Chest tight, he lifted his stare to Samuel.

“I take it you haven’t seen this before?”

Noah shook his head.

“Has Pepper?”

Noah let out a harsh breath. “Not that I know of.”

Worry pulled at Samuel’s frown. “How much did you read?”

“Just the beginning.”

Samuel released his own ragged sigh. “You need to read the last paragraph.”

Noah returned to the magazine, seeking out the end of the article. His gut knotted.

Pepper Kerrigan is the daughter of
Rolling Stone
journalist, Paul Kerrigan, now deceased. She was the manager of grunge-rock band, Black Toad Dare, before they found fame with a different manager. The source close to Lang believes Kerrigan is using Holden in a deluded attempt to gain access to the band, hoping to convince them to reform. The band’s manager, Roger Daltry, was not available for comment.

“Fuck,” Noah muttered.

“Yeah, you could say that,” Samuel said. “Not to rub salt into the wound, mate, but I told you from the get-go—”

“Don’t.”

Samuel’s eyebrows shot up at Noah’s low snarl. “Don’t what?”

“Don’t tell me Pepper’s just trying to—”

“Shit, Noah,” Samuel cut him off. “I wasn’t going to say that. I was going to tell you Heather wasn’t good for you. I was going to say she was toxic and you’re better without her.”

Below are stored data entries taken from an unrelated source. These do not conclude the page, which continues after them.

PR #571, opened 2022-01-26
use for build proper schema flavor (jsc#SLE-18820)

jreidinger:
Feature: introduce product specific limited set of autoyast modules represented by limited yast2-schema.

Implementation: depending on flavor use proper schema package.

SP4 change https://github.com/openSUSE/installation-images/pull/570


wfeldt (approved):
lgtm

PR #576, opened 2022-02-17
use signed grub.elf on ppc64 (bsc#1196070)

wfeldt:


hramrach:
Note that this will work only on 15.4, earlier releases do not have the signed image.

wfeldt:
This will go only to SP4 and TW.

hramrach:
Thanks for the quick fix

PR #577, opened 2022-02-17
remove obsolete systemd-sysvinit package

wfeldt:


data/rescue/rescue.file_list
```diff
@@ -191,7 +191,7 @@ suse-module-tools:
 sysconfig:
 sysconfig-netconfig:
 systemd-presets-branding-<systemd_theme>:
-systemd-sysvinit:
+systemd-sysvcompat:
```
DimStar77, line 194: Compat should not ever be needed in i-i - the convert only happens on package upgrades from sysv init script to systemd service.

And that era is over too: https://build.opensuse.org/request/show/955694

DimStar77 (changes requested):

PR #579, opened 2022-02-22
include all of s390-tools in initrd (bsc#1195914)

wfeldt:
## Task

- https://bugzilla.suse.com/show_bug.cgi?id=1195914

It's unclear when the s390-tools package will finally include the usrmerge changes.

## Solution

To avoid chosing the wrong path, do not hand-pick individual binaries but include the entire package.


joseivanlopez (approved):
LGTM

PR #580, opened 2022-02-23
fix user/group creation in initrd (bsc#1196331)

wfeldt:
## Task

- https://bugzilla.suse.com/show_bug.cgi?id=1196331

Fix user and group creation in initrd.

There are different ways users and groups are created.

Some are created in packages as needed, some come from dedicated `system-user-xxx` and  `system-group-xxx` packages.

Some packages use preinstall scripts, others RPM LUA commands.


shundhammer (approved):
LGTM

PR #581, opened 2022-03-01
always include bash -> sh links (jsc#SLE-18234)

wfeldt:
## Task

The `bash-sh`  split has reached SLE15-SP4.

This is similar to https://github.com/openSUSE/installation-images/pull/550 but additionally `bin` -> `usr/bin` links have also to be taken care of.


shundhammer (approved):
LGTM

PR #583, opened 2022-03-24
add LeapMicro theme

lkocman:
This is theme as we use it today in LeapMicro 5.2 (original suggestion by Ludwig). We might want to change that over the time but I'd really appreciate getting rid of the patch that we keep as of today.

https://build.opensuse.org/package/view_file/openSUSE:Leap:Micro:5.2/installation-images/leap-micro.diff?expand=1

### DIFF
--- a/etc/config
+++ b/etc/config
@@ -92,6 +92,17 @@ grub2             = openSUSE
 plymouth          = openSUSE
 systemd           = openSUSE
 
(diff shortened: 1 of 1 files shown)


lkocman:
Adding @jsrain to keep him in loop. I was originally surprised that we do not use the openSUSE theme itself. But this is how protoype was put together.

PR #584, opened 2022-03-24
Use new distribution-logos for Leap Micro

lkocman:
* Drop buildrequires on Leap-Micro-release-dvd
  causes unresolvables in Leap Micro 5.2


lkocman:
Our current diff is bit larger, but this would help us to rebase on the latest installation-images and avoid forking it.

wfeldt (approved):
lgtm

PR #585, opened 2022-03-25
Fix creation of openslp user (bsc#1196331, bsc#1197222)

ancorgs:
## Problem

When installing via VNC, the OpenSLP service fails to start making it impossible to find the system via SLP.

That happens because the user `openslp` used to boot the OpenSLP server does not exists in the inst-sys. We are quite sure that's the problem because if the boot process is interrupted using `STARTSHELL` and the user is then manually created with groupadd before proceeding, then OpenSLP runs.

The `openslp` user should be created in the inst-sys by the preinstallation script of the package `openslp-server` that contains the following command:

```
/usr/sbin/useradd -r -g daemon -d /var/lib/empty -s /sbin/nologin -c "openslp daemon" openslp 2>/dev/null || :
```

But that command cannot succeed if the group `daemon` is not there. That dependency, BTW, is declared in the spec file of the package:

```
PreReq:         /usr/sbin/useradd
Requires:       openslp
Requires(pre):  group(daemon)
```

## Solution

Ensure the group `daemon` is there when the prein script of `openslp-server` is executed.

### DIFF
--- a/data/initrd/initrd.file_list
+++ b/data/initrd/initrd.file_list
@@ -539,6 +539,8 @@ rpcbind:
 
 # we just want the user & group entries
 openslp-server:
+  # The script assumes the group daemon exists (bsc#1196331, bsc#1197222)
+  E groupadd -r daemon || true
   E prein
 
 # we just want the user & group entries


wfeldt:
To test a SLES build, do (as root):

```
export obsurl=https://api.suse.de obs=SUSE:SLE-15-SP4:GA/standard/x86_64
make THEMES=SLES
```

ancorgs:
I'm having problems to build this locally. I can confirm the change makes `openslp` appear in the /etc/passwd. So this, for sure, fixes an existing problem.

What I cannot confirm is whether that is enough to make OpenSLP run (although I am 99% sure it is) because I have not been able to generate the ISO following the provided instructions.

PR #11584, opened 2022-02-26
fix vfs::host::rename.

### LINKED ISSUE #10148: Regression: MGS 4 installation has issues causing missing audio effects (#10074)
## Quick summary
There is a bug in builds after 0.0.15-12054 pertaining to installs for MGS4 which causes missing audio issues.

### Expected Working (build 0.0.15-12054)->
1) Set RPCS3 on default settings. Boot the game [BLES00246]
2) When it asks to install data for all acts, select NO. Then it will proceed to install act 1 data
3) Game installs normally and progress bar functions normally
4) Reach main menu. Pressing start produces audio sounds and moving the selection in menu also produces audio

### Buggy build repro (build 0.0.15-12057)->
1) Set RPCS3 on default settings. Boot the game [BLES00246]
2) When it asks to install data for all acts, select NO. Then it will proceed to install act 1 data
3) Game installs normally till 60% after that the bar gets stuck and after 20 sec or so jumps to 100% completion
4) Game will now enter infinite loading.
5) Turn off SPU loop detection. Boot game again
6) Game will now say data is corrupt and reinstall pretty fast with no hangs
4) Reach main menu. Pressing start doesn't audio sound and moving the selection in menu also doesn't produces audio

### Attached logs (For installation and first time main menu)->
Correct->[RPCS3 - 54 install.log](https://github.com/RPCS3/rpcs3/files/6336715/RPCS3.-.54.install.log)
Bugged->[RPCS3 - 57 install.log](https://github.com/RPCS3/rpcs3/files/6336717/RPCS3.-.57.install.log)

### 1. Please provide _exact_ build (or commit) information that introduced the regression you're reporting.
0.0.15-12057 - Installation stalls at 60% then after a couple of seconds jumps to 100%
0.0.15-12054 - Installation happens normally and audio works as intended

### 2. Please provide your system configuration:
* OS- Windows 10 2H1
* CPU-Ryzen 5900x
* GPU- RTX 3080
* Driver version- 465

## Please include.
https://old.reddit.com/r/rpcs3/comments/mqbmpt/metal_gear_solid_4_rpcs3_0015_7820x_4k_rtx3070/
Reddit thread where people are discussing this issue

aliaspider:
resolve_path requires the path to be valid and can only be used before
the call to fs::rename, not after.

issue popped up after 49c5ce30cc541e03fb96d9463cafe30456bc4589 since it replaced the internal fs:escape_path with the QT one.

fixes #10148.

### DIFF
--- a/rpcs3/Emu/VFS.cpp
+++ b/rpcs3/Emu/VFS.cpp
@@ -752,9 +752,11 @@ bool vfs::host::rename(const std::string& from, const std::string& to, const lv2
 		return path.starts_with(from) && (path.size() == from.size() || path[from.size()] == fs::delim[0] || path[from.size()] == fs::delim[1]);
 	};
 
-	idm::select<lv2_fs_object, lv2_file>([&](u32 /*id*/, lv2_file& file)
+	std::map<u32, std::string> escaped_real;
+	idm::select<lv2_fs_object, lv2_file>([&](u32 id, lv2_file& file)
 	{
-		if (check_path(Emu.GetCallbacks().resolve_path(file.real_path)))
+		escaped_real[id] = Emu.GetCallbacks().resolve_path(file.real_path);
+		if (check_path(escaped_real[id]))
 		{
 			ensure(file.mp == mp);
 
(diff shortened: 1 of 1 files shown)


Xcedf:
Fixed, installs correct 8.34Gb of data again.

elad335:
I think it a case in point of why we should move to std::filesystem::weakly_canonical.

Darkhost1999:
> I think it's a case in point of why we should move to std::filesystem::weakly_canonical.

Is this still an assignable task?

Noah’s rage left him in a silent sigh. He scraped his fingers through his hair, flicking his gaze around the opulent airport lounge. A distant part of his mind told him Brad Pitt had joined Tom Hanks at the bar. Another part noticed the ceiling needed painting. His chest ached, as if someone had dumped a floor tom on it. His heart slammed so hard and fast in his throat he wondered how he heard anything else at all.

But he did.

He heard the muted conversations of the passengers in the lounge, the clink of ice cubes in glasses, the thrum of luggage wheels on linoleum flooring.

He heard Samuel’s waiting silence as his friend stood before him.

He heard Heather telling him she loved him a lifetime ago.

He heard Maxie the mutt barking as Heather led him from their house in L.A. three months ago.

He heard Pepper singing in the Loft in SoHo. He heard the sublime beauty of her voice.

He heard the potent rapture of her orgasm.

“…if she asks you to go back to her?”

Noah frowned, sliding his stare back to Samuel. “What?”

Samuel studied him, his expression serious. “What are you going to do if Heather calls and apologizes? What are you going to do if she asks you to go back to her?”

Noah’s scalp prickled. He lowered his gaze to the image of Heather on the first page of the magazine’s article, taking in the curve of her hips, the round heaviness of her breasts barely contained by the skimpy white triangles of her bikini top. He looked at the glossiness of her parted lips, remembering the way they used to slide down his length.